> **Exercise prompt**
Search the records for the word "nlharris" and report each line that has it.

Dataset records
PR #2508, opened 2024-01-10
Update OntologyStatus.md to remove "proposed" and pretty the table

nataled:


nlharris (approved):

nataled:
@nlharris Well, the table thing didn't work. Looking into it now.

> **Output below**
nlharris (approved):
@nlharris Well, the table thing didn't work. Looking into it now.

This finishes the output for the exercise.